▶ [Given records]

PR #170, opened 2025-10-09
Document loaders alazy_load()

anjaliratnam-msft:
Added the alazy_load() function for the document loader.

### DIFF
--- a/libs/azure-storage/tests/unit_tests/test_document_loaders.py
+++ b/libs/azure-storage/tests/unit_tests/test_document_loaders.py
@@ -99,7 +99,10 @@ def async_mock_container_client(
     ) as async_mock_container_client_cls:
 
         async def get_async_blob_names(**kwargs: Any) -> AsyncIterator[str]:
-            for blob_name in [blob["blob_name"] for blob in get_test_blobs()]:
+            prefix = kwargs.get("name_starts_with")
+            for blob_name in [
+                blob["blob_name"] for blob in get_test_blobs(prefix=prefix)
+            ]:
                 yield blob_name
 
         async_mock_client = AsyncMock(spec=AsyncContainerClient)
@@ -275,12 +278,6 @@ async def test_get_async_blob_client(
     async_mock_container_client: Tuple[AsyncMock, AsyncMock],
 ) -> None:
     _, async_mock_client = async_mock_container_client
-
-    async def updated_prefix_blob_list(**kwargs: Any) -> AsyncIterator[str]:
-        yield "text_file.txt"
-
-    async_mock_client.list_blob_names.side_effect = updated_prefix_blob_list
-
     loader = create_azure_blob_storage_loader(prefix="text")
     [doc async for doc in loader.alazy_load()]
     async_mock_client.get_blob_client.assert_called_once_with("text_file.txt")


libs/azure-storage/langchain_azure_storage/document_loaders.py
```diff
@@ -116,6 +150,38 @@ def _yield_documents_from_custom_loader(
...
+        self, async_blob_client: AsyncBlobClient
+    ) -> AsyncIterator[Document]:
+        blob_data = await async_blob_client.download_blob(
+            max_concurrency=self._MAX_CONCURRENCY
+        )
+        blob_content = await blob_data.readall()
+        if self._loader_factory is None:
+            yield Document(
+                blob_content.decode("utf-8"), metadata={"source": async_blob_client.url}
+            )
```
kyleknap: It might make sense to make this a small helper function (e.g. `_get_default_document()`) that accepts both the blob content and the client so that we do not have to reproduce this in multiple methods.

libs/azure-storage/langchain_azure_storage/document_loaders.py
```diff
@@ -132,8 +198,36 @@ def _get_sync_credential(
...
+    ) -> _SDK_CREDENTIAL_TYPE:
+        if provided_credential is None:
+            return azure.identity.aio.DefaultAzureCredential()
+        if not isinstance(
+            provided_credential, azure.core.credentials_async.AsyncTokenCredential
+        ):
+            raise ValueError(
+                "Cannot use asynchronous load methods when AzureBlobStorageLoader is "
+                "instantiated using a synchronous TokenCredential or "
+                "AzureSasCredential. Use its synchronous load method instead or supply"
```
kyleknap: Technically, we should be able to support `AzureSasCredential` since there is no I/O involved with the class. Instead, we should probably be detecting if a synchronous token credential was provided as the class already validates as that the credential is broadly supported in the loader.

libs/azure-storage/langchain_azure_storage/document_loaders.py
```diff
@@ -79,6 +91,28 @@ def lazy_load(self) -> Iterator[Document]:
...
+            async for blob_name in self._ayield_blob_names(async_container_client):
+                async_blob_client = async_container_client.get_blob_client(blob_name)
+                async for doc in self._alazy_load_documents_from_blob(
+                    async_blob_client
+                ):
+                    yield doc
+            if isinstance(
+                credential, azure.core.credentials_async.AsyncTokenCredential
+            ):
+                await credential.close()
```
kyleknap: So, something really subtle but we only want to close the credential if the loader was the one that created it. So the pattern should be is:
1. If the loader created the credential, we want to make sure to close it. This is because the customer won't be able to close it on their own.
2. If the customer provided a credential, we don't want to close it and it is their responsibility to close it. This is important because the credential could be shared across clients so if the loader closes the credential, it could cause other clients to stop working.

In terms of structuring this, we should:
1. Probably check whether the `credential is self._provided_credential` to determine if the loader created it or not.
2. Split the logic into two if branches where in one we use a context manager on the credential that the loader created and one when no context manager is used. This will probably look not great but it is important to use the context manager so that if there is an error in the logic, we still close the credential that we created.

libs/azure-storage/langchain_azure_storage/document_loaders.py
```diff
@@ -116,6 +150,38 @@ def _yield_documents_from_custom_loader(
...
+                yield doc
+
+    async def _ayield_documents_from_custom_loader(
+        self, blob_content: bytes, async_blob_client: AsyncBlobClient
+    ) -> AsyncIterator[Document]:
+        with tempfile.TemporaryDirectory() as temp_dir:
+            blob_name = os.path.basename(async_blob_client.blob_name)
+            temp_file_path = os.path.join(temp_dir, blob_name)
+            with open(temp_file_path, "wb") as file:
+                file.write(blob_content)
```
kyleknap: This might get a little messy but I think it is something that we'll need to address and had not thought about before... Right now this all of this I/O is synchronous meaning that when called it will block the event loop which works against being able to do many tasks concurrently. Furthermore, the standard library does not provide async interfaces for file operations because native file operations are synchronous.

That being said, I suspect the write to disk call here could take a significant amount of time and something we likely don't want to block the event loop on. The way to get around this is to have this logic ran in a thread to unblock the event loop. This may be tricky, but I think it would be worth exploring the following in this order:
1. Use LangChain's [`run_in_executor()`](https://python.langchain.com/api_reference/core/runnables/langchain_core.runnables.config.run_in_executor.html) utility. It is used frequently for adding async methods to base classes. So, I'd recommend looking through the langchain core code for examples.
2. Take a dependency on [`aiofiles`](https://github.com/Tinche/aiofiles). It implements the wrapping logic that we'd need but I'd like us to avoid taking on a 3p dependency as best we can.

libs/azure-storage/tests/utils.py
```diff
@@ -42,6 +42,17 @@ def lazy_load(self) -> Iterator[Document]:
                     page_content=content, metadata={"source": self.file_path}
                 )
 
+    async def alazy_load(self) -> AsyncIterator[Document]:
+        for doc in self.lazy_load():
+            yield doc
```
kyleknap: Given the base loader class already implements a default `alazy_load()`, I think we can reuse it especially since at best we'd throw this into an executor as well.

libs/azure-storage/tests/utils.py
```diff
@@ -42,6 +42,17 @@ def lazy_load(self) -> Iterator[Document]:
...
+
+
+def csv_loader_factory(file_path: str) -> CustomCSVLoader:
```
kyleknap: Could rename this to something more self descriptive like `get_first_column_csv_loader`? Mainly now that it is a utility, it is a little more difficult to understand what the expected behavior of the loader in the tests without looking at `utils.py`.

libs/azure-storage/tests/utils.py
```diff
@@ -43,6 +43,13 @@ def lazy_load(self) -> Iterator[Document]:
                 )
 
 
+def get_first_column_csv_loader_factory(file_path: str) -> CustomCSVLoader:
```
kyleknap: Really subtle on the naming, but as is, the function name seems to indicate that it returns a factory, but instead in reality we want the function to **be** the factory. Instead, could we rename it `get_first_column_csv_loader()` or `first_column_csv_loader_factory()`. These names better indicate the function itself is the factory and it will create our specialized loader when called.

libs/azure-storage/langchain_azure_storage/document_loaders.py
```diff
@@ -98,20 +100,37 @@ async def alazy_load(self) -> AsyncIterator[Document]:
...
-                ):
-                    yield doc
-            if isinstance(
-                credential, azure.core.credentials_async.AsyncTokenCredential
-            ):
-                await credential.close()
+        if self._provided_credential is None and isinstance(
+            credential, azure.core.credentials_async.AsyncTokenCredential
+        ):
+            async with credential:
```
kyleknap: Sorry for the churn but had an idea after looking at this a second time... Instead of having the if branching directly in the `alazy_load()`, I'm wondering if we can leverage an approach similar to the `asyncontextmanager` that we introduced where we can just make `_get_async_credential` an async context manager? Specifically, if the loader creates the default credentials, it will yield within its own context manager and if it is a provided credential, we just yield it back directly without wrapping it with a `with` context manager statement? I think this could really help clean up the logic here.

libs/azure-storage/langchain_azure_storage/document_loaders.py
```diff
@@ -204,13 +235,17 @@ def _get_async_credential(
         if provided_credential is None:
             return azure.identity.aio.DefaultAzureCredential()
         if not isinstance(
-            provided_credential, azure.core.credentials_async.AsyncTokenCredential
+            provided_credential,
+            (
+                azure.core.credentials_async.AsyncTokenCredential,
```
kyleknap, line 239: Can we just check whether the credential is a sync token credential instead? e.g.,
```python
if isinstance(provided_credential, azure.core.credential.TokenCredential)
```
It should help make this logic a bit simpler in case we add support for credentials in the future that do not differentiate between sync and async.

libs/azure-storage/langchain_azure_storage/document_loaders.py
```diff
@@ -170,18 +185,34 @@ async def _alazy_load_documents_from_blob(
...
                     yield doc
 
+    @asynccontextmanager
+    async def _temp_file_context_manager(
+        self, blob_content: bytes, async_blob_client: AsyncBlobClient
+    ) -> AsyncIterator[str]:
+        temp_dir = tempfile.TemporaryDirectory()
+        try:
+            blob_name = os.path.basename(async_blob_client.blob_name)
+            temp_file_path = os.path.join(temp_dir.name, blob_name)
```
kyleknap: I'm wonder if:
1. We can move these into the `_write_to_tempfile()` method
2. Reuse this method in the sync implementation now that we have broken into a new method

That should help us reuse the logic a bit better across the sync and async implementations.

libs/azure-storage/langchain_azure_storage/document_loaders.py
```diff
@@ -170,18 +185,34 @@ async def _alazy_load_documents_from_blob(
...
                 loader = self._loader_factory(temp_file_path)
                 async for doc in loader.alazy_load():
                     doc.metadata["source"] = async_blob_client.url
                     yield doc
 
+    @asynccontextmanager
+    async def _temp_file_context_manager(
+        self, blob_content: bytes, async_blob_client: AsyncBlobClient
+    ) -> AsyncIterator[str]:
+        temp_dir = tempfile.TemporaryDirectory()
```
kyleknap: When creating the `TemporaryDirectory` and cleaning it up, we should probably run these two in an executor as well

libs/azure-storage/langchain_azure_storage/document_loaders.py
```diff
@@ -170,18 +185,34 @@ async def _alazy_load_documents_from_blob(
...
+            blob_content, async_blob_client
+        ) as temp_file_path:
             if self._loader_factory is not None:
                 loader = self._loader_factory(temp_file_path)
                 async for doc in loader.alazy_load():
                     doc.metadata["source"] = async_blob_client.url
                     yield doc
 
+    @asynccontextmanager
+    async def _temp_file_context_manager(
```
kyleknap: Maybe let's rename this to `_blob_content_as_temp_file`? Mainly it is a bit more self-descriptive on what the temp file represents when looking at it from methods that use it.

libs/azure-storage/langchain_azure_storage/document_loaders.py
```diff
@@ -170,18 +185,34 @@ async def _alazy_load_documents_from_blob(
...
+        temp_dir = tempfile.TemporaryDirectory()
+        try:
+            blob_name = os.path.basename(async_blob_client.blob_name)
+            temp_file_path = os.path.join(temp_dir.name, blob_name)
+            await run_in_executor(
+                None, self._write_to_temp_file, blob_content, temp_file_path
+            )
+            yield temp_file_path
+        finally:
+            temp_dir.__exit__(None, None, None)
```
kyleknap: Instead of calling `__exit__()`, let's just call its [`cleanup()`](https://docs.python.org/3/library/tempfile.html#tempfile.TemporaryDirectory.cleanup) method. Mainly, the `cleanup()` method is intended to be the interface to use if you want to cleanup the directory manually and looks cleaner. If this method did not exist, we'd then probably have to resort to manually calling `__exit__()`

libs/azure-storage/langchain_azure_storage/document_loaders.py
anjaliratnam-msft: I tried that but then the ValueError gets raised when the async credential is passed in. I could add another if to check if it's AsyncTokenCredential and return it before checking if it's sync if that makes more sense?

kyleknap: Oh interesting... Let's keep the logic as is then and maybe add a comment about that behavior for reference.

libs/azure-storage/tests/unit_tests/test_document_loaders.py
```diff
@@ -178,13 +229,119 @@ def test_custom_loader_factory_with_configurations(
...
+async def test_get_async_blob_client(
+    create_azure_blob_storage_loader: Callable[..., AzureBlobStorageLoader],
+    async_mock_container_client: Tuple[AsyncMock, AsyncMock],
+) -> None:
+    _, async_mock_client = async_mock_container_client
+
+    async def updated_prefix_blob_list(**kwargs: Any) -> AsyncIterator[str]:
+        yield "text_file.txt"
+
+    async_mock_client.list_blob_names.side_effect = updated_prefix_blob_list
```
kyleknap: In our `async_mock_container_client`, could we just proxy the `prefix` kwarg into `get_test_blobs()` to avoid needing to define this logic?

▶ [Directions for this task] Pull every line containing "ValueError" out of the data above.

▶ [Answer box]
+            raise ValueError(
anjaliratnam-msft: I tried that but then the ValueError gets raised when the async credential is passed in. I could add another if to check if it's AsyncTokenCredential and return it before checking if it's sync if that makes more sense?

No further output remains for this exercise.